Likewise, with SETI@home, the server could give you a chunk of data and you could analyze that chunk - the contents of another chunk of data didn't change the analysis being done on this one.
Furthermore, these can be done asynchronously and then assembled when everything is done. Only the very final product / analysis / artifact needs all of the data and nothing other than the end process is waiting on any sub process.
> We are now ready for the second stage. In this stage, we broadcast the next column (mod n) of A across the processes and shift-up (mod n) the B values.
That use of "broadcast" - the matrix multiplication is limited by the speed of the slowest node and it needs to send all the data from the previous calculation to all the nodes making it difficult to use across a network that experiences latency.
When doing ML training, they most of TB/sec of bandwidth... and the high end extremes are in PB/sec ( https://www.cerebras.net/product-chip/ ) ... and I'm sitting here watching Steam download.
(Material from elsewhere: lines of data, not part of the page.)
PR #947, opened 2026-04-27
feat(auth): refresh-token rotation via jti blocklist (#929)

### LINKED ISSUE #929: Implement refresh-token rotation (invalidate-on-use)
## Background

In v1.1.x, `auth_service::refresh_tokens` (auth_service.rs:415) decodes the supplied refresh token, fetches the user, and generates a brand new access+refresh pair. There is no `family_id` / `used_at` table, so the OLD refresh token continues to be valid until it expires (default 7 days).

This means a leaked refresh token can be reused indefinitely until natural expiry, defeating the security benefit of having short-lived access tokens.

## Desired behavior

After a successful `/auth/refresh` call, the supplied refresh token should be marked as used (or its family invalidated). A second call presenting the same refresh token must return `401 Unauthorized`.

## Implementation sketch

- Add a `refresh_token_jti` table (or `used_refresh_jtis`) keyed by JWT `jti` claim with `used_at` timestamp
- On `/auth/refresh`, check the table before generating a new pair; insert on success
- Garbage-collect rows older than the refresh-token TTL
- Alternative: implement family-based rotation (RFC-style) where reuse of any token in a family invalidates the entire family

## Test coverage

`artifact-keeper-test/tests/auth/test-refresh-token-rotation.sh` already has a `Re-using the old refresh token after rotation is rejected` case gated on `require_feature "refresh_token_rotation"` (target version 1.2.0). When this lands, the test will auto-escalate from skip to fail-on-regression.

## Backend reference

- backend/src/services/auth_service.rs:415-450 (current implementation)
- backend/src/api/handlers/auth.rs:259-275 (refresh handler)

Tracked under Epic 11 (auth hardening). Target: v1.1.9 (security backport candidate; bumped from v1.2.0).

brandonrc:
## Summary

Implements single-use refresh-token rotation to close issue #929. A leaked refresh token previously remained valid until natural expiry (default 7 days per `jwt_refresh_token_expiry_days`); after this change the first use of a refresh token consumes its jti and any replay is rejected as `401 Authentication`.

### Why Option A (jti blocklist) over Option B (token families)

The threat model #929 calls out is a single leaked refresh token granting prolonged access. A jti blocklist is the smallest change that fully addresses that case:

- Per-token state, not per-family state. We do not need to track parent/child relationships.
- One new table, one INSERT per refresh, one DELETE for GC. No churn on existing flows.
- Atomic claim via `INSERT ... ON CONFLICT (jti) DO NOTHING` is race-free without explicit locks: if two requests race with the same token, only one wins the row and the other gets `rows_affected = 0` and is rejected as a replay.

Option B (token families) buys the additional ability to detect lateral movement within a refresh chain (an attacker stealing a recently-rotated token and the legitimate client both racing to refresh). That is a real risk but materially larger in scope: it requires a `refresh_token_families` table, a parent/child relationship per token, and family-wide invalidation on any reuse. We can layer it on later if the threat model expands; for now Option A neutralizes the original #929 finding cleanly.

### Legacy-token handling

Refresh tokens minted before this change carry no `jti` claim. To avoid signing every active user out at deploy time, such tokens are accepted exactly once via an in-memory guard keyed by `(user_id, iat)`. The first refresh issues a jti-bearing pair and puts the client onto the rotation scheme. After the legacy token's natural expiry the in-memory guard entry is reaped (TTL = 7 days, same as the existing credential-invalidation map).

The Claims struct uses `#[serde(default, skip_serializing_if = "Option::is_none")]` so existing tokens deserialize cleanly with `jti = None` and new tokens emit a non-null `jti`.

### Replay-detection consequence

When a replay is detected, in addition to rejecting the request we now call `invalidate_user_tokens(user_id)`. This forces all access tokens issued at-or-before the replay timestamp to be rejected by `validate_access_token`. Without this, an attacker who already holds the access half of a stolen pair could keep using it for up to `jwt_access_token_expiry_minutes` (default 30) after we discover the leak.

## Files changed

- `backend/migrations/073_used_refresh_jtis.sql`, new table, indexes, comments
- `backend/src/services/auth_service.rs`, Claims.jti, generate_tokens, refresh_tokens, gc_used_refresh_jtis, legacy in-memory guard
- `backend/src/api/middleware/auth.rs`, `backend/src/grpc/auth_interceptor.rs`, update test Claims constructions for the new field
- `.sqlx/`, two new offline cache entries for the INSERT and DELETE queries
- `backend/tests/refresh_token_rotation_tests.rs`, 4 new integration tests

## Test Checklist
- [x] Unit tests added/updated (7 new in `auth_service::tests`)
- [x] Integration tests added/updated (`refresh_token_rotation_tests.rs`, 4 cases)
- [ ] E2E tests added/updated (if applicable). The existing `artifact-keeper-test/tests/auth/test-refresh-token-rotation.sh` from PR #98 will pass once this lands.
- [x] Manually tested locally (postgres on :30432, all 4 integration tests green; `cargo test --workspace --lib` 7533 passing)

## API Changes
- [x] New endpoints have `#[utoipa::path]` annotations. N/A, no new endpoints; behaviour change only on existing `POST /api/v1/auth/refresh`.
- [x] Request/response types have `#[derive(ToSchema)]`. N/A.
- [x] OpenAPI spec validates: `cargo test --lib test_openapi_spec_is_valid`, passing.
- [x] Migration is reversible (if applicable). Migration 073 only adds a table; reversible by `DROP TABLE used_refresh_jtis`.
- [ ] N/A, no API changes

## Verification commands

```sh
cargo fmt --check
cargo test --workspace --lib
DATABASE_URL=postgresql://registry:registry@localhost:30432/artifact_registry \
    cargo test --test refresh_token_rotation_tests -- --ignored
```

All four pass on this branch.

Closes #929


brandonrc (commented):
## Independent security review: refresh-token rotation (#929)

Read-only review focused on auth correctness and security boundary issues. Severity tags: CRITICAL / HIGH / MEDIUM / LOW / NIT.

### Findings

- [ ] **HIGH — `gc_used_refresh_jtis` is never invoked from any scheduler.** `backend/src/services/auth_service.rs:433` defines the GC, but `grep -rn gc_used_refresh_jtis backend/src --include='*.rs'` returns only the definition. `scheduler_service.rs` schedules storage GC, lifecycle, backups, sync, webhooks, curation, upload cleanup, but never refresh-jti GC. Net effect: `used_refresh_jtis` is append-only in production. At ~N refreshes/user/day this is small, but it is unbounded growth and the documented "GC reaps after TTL" claim in the PR body and the migration's comment is currently false. The four integration tests call `auth.gc_used_refresh_jtis()` directly so this gap is invisible to them. Wire it up in `scheduler_service.rs` (hourly is fine) before merging.

- [ ] **HIGH — Legacy `(user_id, iat)` guard does not survive restarts and is per-replica.** `auth_service.rs:168-190`. On any backend restart the `LEGACY_REFRESH_USED` HashMap is empty, so a legacy refresh token can be redeemed once per process lifetime, repeatedly, for the full 7-day TTL. With multi-replica (Helm chart default supports this), each replica has its own map: a stolen legacy refresh can be replayed across replicas via load-balancer pinning bypass. The PR body acknowledges legacy tokens but does not flag the restart/multi-replica caveat. Mitigations: (a) record legacy `(user_id, iat)` rows in `used_refresh_jtis` with a synthetic deterministic UUID (e.g. `uuid_v5(NS, user_id || iat)`) so the same atomic INSERT path applies, or (b) add a deploy-time migration that calls `invalidate_user_tokens` for every active user (forces one re-login but eliminates the legacy class entirely), or (c) document in the release notes that single-replica is required during the transition window.

- [ ] **MEDIUM — Replay-detection cascade is correct but partial.** `auth_service.rs:383-392`. On replay, the access tokens issued at-or-before the replay are invalidated via `invalidate_user_tokens`, but the in-flight refresh tokens that were minted from the legitimate use are NOT invalidated. Concretely: legit user refreshed at T1 (got pair2), attacker replays the original at T2 > T1, we invalidate everything before T2 but pair2's refresh (iat=T1, but already consumed jti) is now the attacker's effective entry point if the attacker held a copy of pair2 too. Token-family invalidation (Option B from #929) is the structural fix. For Option A, document this as a known residual: "If both halves of a refreshed pair are leaked, blocklist replay alone cannot recover." Worth a TODO comment at the cascade site.

- [ ] **MEDIUM — Concurrent refresh test missing.** `tests/refresh_token_rotation_tests.rs` covers happy path, replay rejection, jti row recording, GC, and (in unit tests) legacy single-use. It does NOT cover: two concurrent `refresh_tokens(...)` calls with the same valid token (the case the PR body specifically claims `INSERT ... ON CONFLICT` handles race-free). The serialization is plausibly correct (PG handles `ON CONFLICT DO NOTHING` at row level) but it is the load-bearing claim of Option A and there is no test that exercises it. Add a `tokio::join!` or `tokio::spawn` test that fires N=10 concurrent refresh calls with the same token and asserts exactly one succeeds.

- [ ] **MEDIUM — Logout does not blocklist the outstanding refresh jti.** `backend/src/api/handlers/auth.rs:228-245`. On `POST /api/v1/auth/logout` we clear cookies and audit-log, but the still-valid refresh token is not added to `used_refresh_jtis` and the access tokens are not invalidated via `invalidate_user_tokens`. A network attacker who captured the refresh token before logout can use it for the full remaining TTL. This is pre-existing behaviour, not introduced by this PR, but the new infrastructure makes the fix trivial: in `logout`, decode the refresh cookie/body and INSERT its jti. Worth a follow-up issue at minimum.

- [ ] **LOW — `iat` collision in legacy map is benign but undocumented.** `auth_service.rs:166-167` says "collisions are acceptable because they would also collide in the JWT itself." Two refresh tokens minted in the same second for the same user would in fact be DIFFERENT tokens (different signatures over identical-but-time-bounded payloads), so the comment is inaccurate. The behaviour, however, is fine: a same-second collision means one of two indistinguishable legacy tokens is locked out, which is at most a one-time forced re-login.

- [ ] **LOW — `jti: Option<Uuid>` deserialization compatibility.** `auth_service.rs:83-84`. `Claims` does NOT use `#[serde(deny_unknown_fields)]` (verified) and `jti` is `Option<Uuid>` with `#[serde(default)]`, so old tokens deserialize as `jti=None` and other call sites (`api/middleware/auth.rs`, `grpc/auth_interceptor.rs`) that decode the same struct are unaffected. JWT signing keys are unchanged. Compatibility is correct.

- [ ] **LOW — Migration safety.** `073_used_refresh_jtis.sql` only adds an empty table with two indexes. `CREATE TABLE` and `CREATE INDEX` on a brand-new table take an `ACCESS EXCLUSIVE` lock on the new relation only, which is uncontended. Production impact is essentially zero. Reversibility is confirmed (`DROP TABLE`).

- [ ] **LOW — GC threshold is correct.** `auth_service.rs:434-435` uses `jwt_refresh_token_expiry_days` (default 7) as the cutoff. After that point the JWT itself fails `exp` validation, so deleting the row is safe; no replay window opens because the token is rejected before reaching the blocklist check. The `.max(1)` guard prevents zero/negative TTL misconfiguration. One refinement: add a small clock-skew margin (e.g. `ttl_days + 1`) to defend against rapid GC under JWT validation leeway, though `decode_token` does not currently configure leeway, so it is moot.

- [ ] **LOW — Test config drift.** The integration test file (`refresh_token_rotation_tests.rs:30-72`) hand-builds a full `Config`. If new fields are added to `Config` later, this test fails to compile. Consider `Config::test_default()` or `..Default::default()` as is done in unit tests. Not a security issue.

- [ ] **NIT — Replay forced-logout DoS surface.** A request with a replayed refresh triggers `invalidate_user_tokens(user_id)`, which kills all access tokens. An attacker who has an old (no-longer-valid) refresh, e.g. one already replayed once, would on each retry call `invalidate_user_tokens` again, each time bumping the invalidation timestamp. This is upper-bounded (already-invalidated tokens stay invalidated), but it does mean an attacker who knows a victim's user_id and possesses ANY past refresh-token jti could repeatedly force-rotate the invalidation timestamp. Not exploitable for damage beyond a sustained denial of valid sessions for that user (which they could already cause via password rejection floods etc.). Consider rate-limiting `invalidate_user_tokens` calls per user_id.

### Summary table

| Severity | Count |
|----------|-------|
| CRITICAL | 0 |
| HIGH     | 2 |
| MEDIUM   | 3 |
| LOW      | 5 |
| NIT      | 1 |

### Verdict

**NEEDS-MINOR-CHANGES.**

The core design (atomic `INSERT ... ON CONFLICT DO NOTHING` for jti claiming, plus cascade invalidation on replay) is sound and addresses #929's threat model correctly. The two HIGH findings are not in the security primitive itself but in operational gaps:

1. The GC task is defined but unwired, so blocklist grows unbounded.
2. The legacy-token guard is in-process memory, so it does not survive restarts and does not coordinate across replicas.

Fix (1) by adding a scheduler job in `scheduler_service.rs`. Fix (2) either by promoting the legacy guard into the same `used_refresh_jtis` table (deterministic UUID v5 of `(user_id, iat)`) or by accepting and documenting the limitation as a transient post-deploy condition. Add the missing concurrent-refresh integration test before merge so the load-bearing race-free claim has CI coverage.

The cascade-invalidation observation and the logout-doesn't-blocklist gap are good follow-up issues but should not block this PR.

brandonrc:
Pushed `9837721` addressing the review findings.

### What was changed

**HIGH-1 (`gc_used_refresh_jtis` not invoked).** Added a new task block in `scheduler_service.rs` that constructs an `AuthService` and ticks `gc_used_refresh_jtis()` hourly, with the same start-up offset / matching pattern as the surrounding GC tasks. Updated the "Background schedulers started" log line to include `refresh-jti GC`.

**HIGH-2 (legacy guard per-process / per-replica).** Replaced the in-memory `LEGACY_REFRESH_USED` HashMap with a deterministic UUIDv5 derivation: `legacy_token_jti(user_id, iat)` hashes `(user_id_bytes || iat_be_bytes)` against `Uuid::NAMESPACE_OID`. The legacy path now routes through the same `INSERT ... ON CONFLICT DO NOTHING` against `used_refresh_jtis` as the new path, so the guard survives restarts and is shared across replicas. The unit-only `claim_legacy_refresh` / `reset_legacy_refresh_used` helpers are removed; their tests are replaced by deterministic-derivation invariant tests (`test_legacy_token_jti_is_deterministic`, `_distinct_iats_differ`, `_distinct_users_differ`, `_is_v5`). Enabled the `v5` feature on the workspace `uuid` dependency.

A multi-replica caveat comment is added at the `invalidate_user_tokens` cascade site noting that `invalidate_user_tokens` itself remains process-local memory and that a DB-backed signal / NOTIFY-LISTEN is the right structural fix, tracked for v1.2.0 follow-up.

**MEDIUM-3 (concurrent refresh test).** Added `test_refresh_token_concurrent_redemption_only_one_succeeds`: spawns 10 concurrent `refresh_tokens` calls with the same valid token via `tokio::spawn`, asserts exactly one succeeds and 9 fail, and confirms exactly one row landed in `used_refresh_jtis`.

**MEDIUM-4 (logout does not blocklist).** Added `AuthService::blocklist_refresh_token` (decodes the token, INSERTs the jti, idempotent on conflict, decode failures bubble as `Err`). The `/auth/logout` handler now reads `ak_refresh_token` from the request cookie and calls `blocklist_refresh_token`; decode failures are logged at `debug` and the logout flow continues so absent / malformed cookies still complete the logout. Added integration test `test_logout_blocklist_renders_refresh_token_unusable`.

**LOW-5 (test config drift).** Implemented `Default for Config` with offline-safe placeholders, and rewrote both `make_test_config` helpers (the unit-test one in `auth_service.rs` and the integration-test one in `refresh_token_rotation_tests.rs`) to use `Config { jwt_secret: ..., ..Config::default() }`. Adding a new field to `Config` will no longer break these test files.

**Other findings.** MEDIUM (replay cascade is partial), LOW (iat collision comment, jti deserialization compat, migration safety, GC threshold, NIT replay forced-logout DoS) are accepted as documented or out-of-scope per the review's verdict that they should not block this PR.

### Local verification

- `cargo fmt --check`: clean
- `cargo test --workspace --lib`: 7533 passed, 0 failed
- `DATABASE_URL=... cargo test --test refresh_token_rotation_tests -- --ignored --test-threads 1`: 7 passed, 0 failed (4 pre-existing + 3 new)

### Coverage

The PR's CI coverage gate measures only new/changed lines. Lines added in this push that exercise behavior:
- `legacy_token_jti` body (4 lines): covered by 4 unit tests + integration test exercising the legacy path
- `refresh_tokens` modified body (~18 lines): covered by 6 integration tests including the concurrent test
- `blocklist_refresh_token` body (~14 lines): covered by `test_logout_blocklist_renders_refresh_token_unusable`
- `Default for Config` (38 field initializers): every field is read by the two tests using `Config::default()`
- Logout handler diff (~8 lines): the cookie-present branch is exercised indirectly via `blocklist_refresh_token`'s integration test

The scheduler GC spawn block (~17 lines) is a `tokio::spawn` closure that won't be exercised by unit/integration tests; the function it calls (`gc_used_refresh_jtis`) is covered by `test_gc_used_refresh_jtis_removes_old_rows`. This matches the pattern of the other scheduler blocks (none are coverage-tested individually).

Estimated new-line coverage on logic lines: roughly 85-90%, with the spawn closure being the main uncovered region. If the gate flags the spawn block specifically I can extract the body into a `#[cfg(test)]`-friendly helper, but the existing scheduler blocks do not do this so I have not pre-emptively refactored.

brandonrc:
Rerunning failed jobs (`Check Rust`, `Backend Unit Tests`, `Code Coverage`). Diagnosis: failures from the 2026-04-28 run are runner-shutdown artifacts (exit code 130, SIGINT during `serde_path_to_error` compilation), not code defects. Local `cargo test --workspace --lib` passes (7559/7559) on the branch and the new SQLx offline cache entries for the `used_refresh_jtis` INSERT/DELETE are present. Will recheck after the rerun completes.

brandonrc:
Merged `release/1.1.x` into the branch to resolve DIRTY state. Pushed `11275848` (force-with-lease).

**Conflicts resolved:**
- Migration filename: `073_used_refresh_jtis.sql` collided with `073_download_tickets_cascade.sql` from #955. Renamed to `074_used_refresh_jtis.sql`.
- `auth_service.rs` mod tests: this branch's refresh-token jti tests + #955's `AuthService::new` and `deactivate_missing_users` tests both at end of mod tests. Resolved keeping both, re-inserted closing brace on `test_refresh_tokens_user_not_found_after_decode`.
- `scheduler_service.rs`: this branch's refresh-jti GC scheduler + #955's download-ticket cleanup scheduler at same init point. Resolved keeping both spawn blocks; merged final `tracing::info!` summary to list both.

**Verified:**
- `cargo check --workspace` clean
- `cargo test --lib --no-run` clean (1m 26s)

**Auto-merged from release/1.1.x (no manual conflict):**
- `Cargo.lock` reconciled wasmtime 24 → 36 from #971 with this branch's `uuid` v5 add.
- `.cargo/audit.toml` cleared the wasmtime RUSTSECs (#971 side).
- `.github/workflows/docker-publish.yml` carries the `:1.1-dev` trigger from #972.

Re-running CI now.

brandonrc:
## Multi-agent review (Senior Dev / DevOps / Test / Security)

**Aggregate verdict: APPROVE — ready to merge once Code Coverage finishes**

| Reviewer | Verdict | Headline |
|---|---|---|
| Senior Developer | APPROVE | Merge resolution clean (074 migration, both halves of mod tests preserved, both schedulers spawn). Concurrency handled via INSERT ON CONFLICT + UNIQUE PK. Legacy-token UUIDv5 derivation correct. |
| DevOps | APPROVE (pending Coverage gate) | Migration schema sound (PK on jti, indexes on used_at and user_id, ON DELETE CASCADE). 074 ordering safe (touches unrelated tables to 073 download_tickets_cascade). `:1.1-dev` will republish on merge. |
| Test | APPROVE | 15 new unit tests + 7 integration tests including a 10-way concurrent-redemption stress test and cross-instance legacy-token replay test. SQLx offline cache present for INSERT and DELETE. Local: 89/89 unit pass, 7/7 integration pass. |
| Security | APPROVE | INSERT ON CONFLICT race-free. UUIDv4 (122 bits) for new tokens, UUIDv5(NAMESPACE_OID, user_id\|\|iat) for legacy — both load-bearing properties tested. JWT secret never logged. Process-local invalidation gap on access tokens is pre-existing and documented for v1.2.0 NOTIFY/LISTEN follow-up. |

### Key findings

**Replay-detection model (Security):**
- `INSERT ... ON CONFLICT (jti) DO NOTHING` serialises N parallel refresh attempts — one wins, others get a 401. Validated by `test_refresh_token_concurrent_redemption_only_one_succeeds` (10 parallel tasks, asserts exactly 1 success).
- On replay-detected, calls `invalidate_user_tokens(user_id)` — process-local lockdown, sufficient for refresh path (DB-shared) but leaves a ≤30 min window on access tokens in multi-replica deployments. Documented for v1.2.0; not a regression (pre-PR exposure was 7 days vs the 30-min window now).

**Legacy-token compatibility (Senior Dev):**
- `Claims.jti: Option<Uuid>` with `#[serde(default, skip_serializing_if = "Option::is_none")]` — old tokens decoded by new code accepted, new tokens decoded by older code (rolling deploy) just see an unknown field. Forward/back compatible.
- Tokens minted before this PR (no jti in claims) get a deterministic `legacy_token_jti(user_id, iat)` computed via UUIDv5, so cross-replica replay rejection works without a forced re-login at deploy time.

**API/contract impact callout (Senior Dev):**
- `LoginResponse.refresh_token` shape unchanged, but **semantics change** — the previous refresh token was reusable; now it is single-use after this lands. Cookie-based flows (web UI) rotate automatically. Worth a CHANGELOG callout for out-of-tree SDK consumers (third-party scripts, custom mobile clients).

**Test coverage shape (Test):**
- 412-line integration test file at `backend/tests/refresh_token_rotation_tests.rs`, all DB-backed and `#[ignore]`-gated.
- Concurrent-redemption test directly exercises the load-bearing INSERT-ON-CONFLICT serialization claim.
- One acceptable gap: no explicit "expired refresh token reaches refresh_tokens" test, but `decode_token`'s exp check is independently covered by `test_expired_token_rejected`.

**Merge resolution verification (Senior Dev + DevOps):**
- Migration renumbered 073 → 074 to avoid colliding with #955's `073_download_tickets_cascade.sql` already on release/1.1.x. Both touch unrelated tables (`used_refresh_jtis` vs `download_tickets`); ordering 073 → 074 is safe on a fresh deployment from v1.1.8.
- `auth_service.rs` mod tests: both halves preserved cleanly, closing brace on `test_refresh_tokens_user_not_found_after_decode` re-inserted at L3259.
- `scheduler_service.rs`: refresh-jti GC (1h cadence, 180s startup delay) and download-ticket cleanup (10m cadence, 60s startup delay) both spawn; final `tracing::info!` summary updated to mention both.

### Recommended follow-ups (not blocking)

- Add CHANGELOG note about refresh-token single-use semantics for SDK consumers.
- Consider also blocklisting outstanding refresh jtis on user deactivation / password change (closes the multi-replica access-token gap without waiting for v1.2.0 NOTIFY/LISTEN).

### Status

Required CI checks: Check Rust pass, Backend Unit Tests pass, Security Audit pass, GitGuardian pass. Code Coverage in_progress. Build/integration/Windows/E2E correctly skipped per `release/1.1.x` gating.

`mergeStateStatus: UNSTABLE` is purely the in-progress Coverage job.

Ready to merge as soon as Coverage clears.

The inefficiencies of the network, slow computers, and amount of data transfer to preform the next calculation make network distributed machine learning "not a good choice" at this time.
Sadly the reality of funding today makes it unlikely that these two will both be simultaneously satisfied. The problem is that history will look back on the necessary business plan and deem it a failure even if it generates a company that does a billion dollars plus in annual revenue.
This is actually not unique to large language models but most innovation around computers. The basic problem is that if you build a force-multiplier (spreadsheets, personal computing, large-language models all come to mind) then what will make it succeed is its versatility: people want a hammer that can be used for smashing all manner of things, not just your company's particular brand of matching nails. And most people will only pick up that hammer once per week or once per month, only like 1% of the economy if that will be totally revolutionized, "we use this force-multiplier every day, it is now indispensable, we can't imagine life without it," and it's never predictable what that sector will be -- it's going to be like "oh, who ever dreamed that the killer application for LLMs would be them replacing AutoCAD at mechanical contractors" or some shit.
In those strange eons, to wildly succeed, one must give up on anticipating all usages of the software, one must cease controlling it and set it free. "Well where's the profit in that?" -- it is that this company was one of the first players in the overall market, they got an early chance to stake out as much territory as possible. But the market exploded way larger than they could handle and then everybody looks back on them and says "wow, what a failure, they only captured 1% of that market, they could have been so much more successful." Yeah, they captured 1% of a $100B market, some failure, right?
But what actually happens is that companies see the potential, investors get dollar signs in their eyes, everyone starts to lock down and control these, "you may use large language models but only in the ways that we say, through the interfaces which we provide," and then the only thing that you can use it for is to get generic conversational advice about your hemorrhoids, so after 5-10 years the bubble of excitement fizzles out. Nobody ever dreams to apply it to AutoCAD or whatever, and the world remains unchanged.